P2 (default): #bookstore-platform-finops within 4 hours; DM tenant admin within 1 hour.
P1 escalation (strict-showback contract + tenant refuses to scale down): page FinOps lead + platform lead; freeze stays; no status-page update (internal billing event).

Step 5 — Postmortem¶

Template: examples/bookstore-platform/runbooks/postmortem-template.md.
Due within 5 business days for a P2 budget breach (no SLO burning — planning postmortem, not fire postmortem).
Action items required:
Forecast: did BookstoreTenantBudgetForecastBreach fire earlier? If not, why?
Budget: right-sized for tenant tier?
Workload: if runaway, who owns the fix?
Policy: is the Kyverno freeze working as designed?
Tracked in the platform's GitHub Project board (finops label).

Common false positives¶

First-of-month wobble. Day 1-2 UTC: MTD / day_of_month() ratio is volatile. The for: 30m usually catches it; if not, silence for 1 hour.
OpenCost backfill. After exporter restart, per-hour series re-emits with a small lag; MTD briefly inflates. Cross-check via dashboard panel; silence for 30 min if confirmed.
ConfigMap edited downward.

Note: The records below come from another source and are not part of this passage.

PR #70, opened 2017-10-26
User/bsmithvt/permission createdate bug

bsmithvt:


Fabric.Authorization.Domain/Stores/CouchDB/CouchDBPermissionStore.cs
```diff
@@ -66,13 +67,20 @@ public static CouchDbViews GetViews()
         {
             var userId = FormatId(granularPermission.Id);
             var perm = await DocumentDbService.GetDocument<GranularPermission>(userId);
+            var currentUser = GetActor();
 
             if (perm == null)
             {
+                granularPermission.Track(true, currentUser);
+                granularPermission.AdditionalPermissions = granularPermission.AdditionalPermissions.Track(true, currentUser);
```
michaelvidal24: I can see tracking the created date of the granularpermission document, but aren't the additional and denied permissions really references (or copies in this case) of permissions that live in their own document? If that is the case, shouldn't we be using the created/modified dates from those instances here?

bsmithvt: @michaelvidal24, I was viewing the create/modified dates in this context as the date the permission was added/modified to/in this user’s granular permission document and not the date the permission lookup was created for use by the system. Is this incorrect?

michaelvidal24: @bsmithvt - I am not sure what is 'correct' in this case. I can see a case for both ways. @lindachan465, what are your thoughts, should the Created/Updated date on the additional permission in the granular permission entity reflect the created/updated date that the source permission was created/updated, or should it reflect the date that the permission was added into the granular permissions allowed or denied collection?

lindachan465: I would say dates on a given model should reflect actions taken on that particular entity, so I would say the dates in granular permission should be when that granular permission was added/removed from the user.
Curious if we track these when we add a permission to a role or when we add groups to roles? If so, what do we do there? Should be consistent to avoid confusion.

michaelvidal24: @lindachan465  the role updated date time would get changed, but we would not change the created/updated date of the permission.

lindachan465: @michaelvidal24, had a quick chat with @bsmithvt and decided we will implement these to be consistent with how we are adding permissions -> roles and roles -> groups (which I believe is to use the source entity create/modified date instead of add/removal date). These are not critical fields that our implementer typically need for app logic, so until we decide to strip them out or find a real use case for them, keeping the implementation consistent for the time being would make most sense.

Fabric.Authorization.API/Modules/UsersModule.cs
```diff
@@ -123,20 +123,64 @@ public class UsersModule : FabricModule<User>
...
                 await CheckAccess(_clientService, perm.Grain, perm.SecurableItem, AuthorizationManageClientsClaim);
+
+                // should never hit this with validation above, but the GetPermission call below
+                // complains with a possible InvalidOperationException
+                if (!perm.Id.HasValue)
+                {
+                    continue;
+                }
+
+                var permission = await _permissionService.GetPermission(perm.Id.Value);
```
michaelvidal24: Instead of querying for each permission in a loop, is it possible to query all the permissions in a single query so we don't have to potentially execute lots of queries here?

PR #72, opened 2017-10-26
ensure the correct status codes are returned for different scenarios

kpaul:
fixed a few places where we were returning the wrong status codes. 
added some tests to ensure the correct status codes are returned.

### DIFF
--- a/Fabric.Authorization.API/Modules/IdentitySearchModule.cs
+++ b/Fabric.Authorization.API/Modules/IdentitySearchModule.cs
@@ -1,4 +1,6 @@
 ﻿using System;
+using System.IO;
+using System.Text;
 using System.Threading.Tasks;
 using Fabric.Authorization.API.Configuration;
 using Fabric.Authorization.API.Models.Search;
@@ -7,7 +9,9 @@ using Fabric.Authorization.API.Services;
 using Fabric.Authorization.Domain.Exceptions;
 using Fabric.Authorization.Domain.Models;
 using Nancy;
+using Nancy.ErrorHandling;
 using Nancy.ModelBinding;
+using Nancy.Responses;
 using Nancy.Security;
 using Serilog;
 
@@ -50,11 +54,7 @@ namespace Fabric.Authorization.API.Modules
             catch (NotFoundException<Role> ex)
             {
                 return CreateFailureResponse(ex.Message, HttpStatusCode.NotFound);
-            }
-            catch (Exception ex)
-            {
-                return CreateFailureResponse(ex.Message, HttpStatusCode.InternalServerError);
-            }
+            }                 
         }
     }
 }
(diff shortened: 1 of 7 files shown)


Fabric.Authorization.API/Modules/IdentitySearchModule.cs
```diff
@@ -50,11 +54,7 @@ public class IdentitySearchModule : SearchModule<IdentitySearchRequest>
             catch (NotFoundException<Role> ex)
             {
                 return CreateFailureResponse(ex.Message, HttpStatusCode.NotFound);
-            }
-            catch (Exception ex)
```
michaelvidal24: Was catching this general exception causing us to inadvertently swallow something?

kpaul: Yes, this was causing the model validation error to be swallowed so the client did not know the cause of the error.

Fabric.Authorization.IntegrationTests/Modules/UserTests.cs
```diff
@@ -1356,5 +1356,19 @@ public void TestUserWhitelist_Success()
             Assert.Contains("app/userprincipal.modifypatient", permissions.Permissions);
             Assert.Equal(3, permissions.Permissions.Count());
         }
+
+        [Fact]
+        [DisplayTestMethodName]
+        public void Test_GetPermissions_UserNotFound()
```
bsmithvt: Should this test be named "GetGroups" instead of "GetPermissions"?

Fabric.Authorization.API/Modules/IdentitySearchModule.cs
bsmithvt: I'm trying to remember why I was catching the general Exception here. Not sure if it had to do with not being able to reach Fabric.Identity or something going wrong with that call out or if it was related to the Content-Type being set on the GET request.

Fabric.Authorization.IntegrationTests/Modules/RolesTests.cs
```diff
@@ -233,5 +239,208 @@ public void TestDeleteRole_Fail(string id)
 
             Assert.Equal(HttpStatusCode.NotFound, delete.StatusCode);
         }
+
+        [Fact]
+        public void Test_DeletePermissionFromRole_PermissionDoesntExist_NotFoundException()
```
bsmithvt: Do we have a test that covers the scenario "delete a permission from role but the role doesn't contain the permission" (permission **does exist in the system, just not on the role)**?

kpaul: That is essentially what this is doing. We dont check the existence of the permission in the system on delete because we check that when its added to a role. So this check just ensures that the permission being deleted exists on the role

Fabric.Authorization.IntegrationTests/Modules/UserTests.cs
kpaul: Yes it should, good catch.

PR #77, opened 2017-10-30
update expected status codes for a couple functional tests

kpaul:


Fabric.Authorization.FunctionalTests/tests/authorizationtests.js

Someone PR'd a smaller budget for a tier-downgrade without scaling the tenant's workloads.

runbook-api-latency-p99.md — when scale-down fixes the breach but spikes latency.
runbook-database-replication-lag.md — CNPG cluster size is often a top cost driver.
postmortem-template.md — the planning postmortem template for P2 budget events.

When this runbook last worked¶

Date	Tenant	Resolved by	Notes
2026-04-22	foo-books	Step 3c (tier upgrade)	Q2 growth, $500 -> $1500/mo
2026-03-18	acme-books	Step 3b (freeze + scale-down)	runaway ML training

If older than 90 days, this runbook is STALE; rehearse at the next FinOps review.